▶ **What this task involves**:
Go through the data line by line from the top, retyping each exactly, and end with the line that contains "The ordinarydiffeq test".

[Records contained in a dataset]
PR #271, opened 2023-10-30
(Kind-of) Type Stability Fixes for  No Chunksize Specified

avik-pal:


avik-pal:
The ordinarydiffeq test failure is just some internet problem most likely. the nonlinearsolve ones will be handled by https://github.com/SciML/NonlinearSolve.jl/pull/265. Once the tests on that PR pass we can merge this

avik-pal:
@ChrisRackauckas this should be good to go

src/highlevel/forward_mode.jl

▶ **Response to this exercise**:
PR #271, opened 2023-10-30
(Kind-of) Type Stability Fixes for  No Chunksize Specified

avik-pal:


avik-pal:
The ordinarydiffeq test failure is just some internet problem most likely. the nonlinearsolve ones will be handled by https://github.com/SciML/NonlinearSolve.jl/pull/265. Once the tests on that PR pass we can merge this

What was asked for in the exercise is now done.